# To do
Please state how many lines in the records below contain the word "prepare"; the number alone is the answer.

(Data for the task begins)

PR #4022, opened 2026-03-10
test: add test that  #3913 is fixed by #4026

### LINKED ISSUE #3913: Greedy scheduler uses more cores than provided
**Snakemake version**

9.14.5

**Describe the bug**

The greedy scheduler sometimes schedules jobs in parallel such that the total number of threads exceeds the provided number of cores. In my case, I ran snakemake with `-c 8`, and two jobs using 8 cores each were scheduled, using 16 cores in total.

**Minimal example**

Create a Conda environment with `conda create -n tmp snakemake-minimal=9.14.5`.

Create this Snakefile:
```python
rule final:
  input: "file1", "file2"

rule prepare:
  output: "common"
  threads: 8
  shell:
    "echo Using {threads} threads; touch {output}"

rule do_something:
  output: "file{number}"
  input: "common",
  threads: 8
  shell:
    "echo Using {threads} threads; sleep 5; touch {output}"
```

Run
```
snakemake -c 8 --scheduler=greedy
```

The log output shows that both `do_something` jobs are started in parallel, consuming 16 threads.

**Additional context**

* If the `common` input file already exists (that is, if the `prepare` job does not need to run), then the two `do_something` jobs are run serially as expected.
* I have not tried with the ILP solver. I use the greedy scheduler because I get `Failed to solve scheduling problem with ILP solver, falling back to greedy scheduler.`
* The first Snakemake version with the problem is 9.10.0. The preceding release 9.9.0 behaves as expected. Looking at the changelog for 9.10.0, this likely has to do with #3676.
* The machine I am running this on has 16 cores including hyperthreading. If I write `threads: 2` in the `do_something` rule and add "file3" up to "file8" to the input of the "all" rule, I can get the scheduler to run 8 jobs at the same time.

edbennett:
Before this change, in some cases jobs were started without calling `update_available_resources` to subtract the resources used from the resource pool. Regardless, when the job completed, the resources were re-added to the resource pool.
This change ensures that the resource pool is always updated, and slightly rearranges the logic to avoid duplicating the call to `job_scheduler_greedy`.

The PR also includes a test that failed before the change, and now passes; it tests the behaviour described in the original issue (resources over allocated), rather than the specific bug fixed above.

fixes #3913

### QC

## Summary by CodeRabbit

* **Tests**
  * Added test suite validating thread allocation and resource constraints during parallel workflow execution
  * Test verifies thread usage remains within configured limits across concurrent tasks
  * Validates job scheduling behavior and completion tracking with multi-threaded rule execution

### DIFF
--- a/tests/tests.py
+++ b/tests/tests.py
@@ -2962,6 +2962,8 @@ def test_github_issue3913():
         cleanup=False,
     )
 
+    started_job_count = 0
+    completed_job_count = 0
     active_job_thread_counts = {}
     with open(next((tmpdir / ".snakemake/log").glob("*.log"))) as logfile:
         for line in logfile:
@@ -2972,10 +2974,12 @@ def test_github_issue3913():
                 thread_count = int(line.split()[-1])
             elif line.startswith("    resources:"):
                 active_job_thread_counts[current_jobid] = thread_count
+                started_job_count += 1
             elif line.startswith("Finished jobid:"):
                 finished_jobid = line.split()[2]
                 assert finished_jobid in active_job_thread_counts
                 del active_job_thread_counts[finished_jobid]
+                completed_job_count += 1
 
             if not active_job_thread_counts:
                 # No active jobs trivially passes the test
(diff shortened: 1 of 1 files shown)


johanneskoester:
@edbennet, I just merged a PR by @fgvieira (#4026) that fixes the same issue. We decided that the advantage of not using the complex scheduler (LP) for just a single job is so marginal that it is not worth the additional code. However, your test case is still worth adding! Can you maybe resolve the conflict and then ping me via discord?

johanneskoester:
Thank you so much!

(Data for the task ends)

# Completed task
2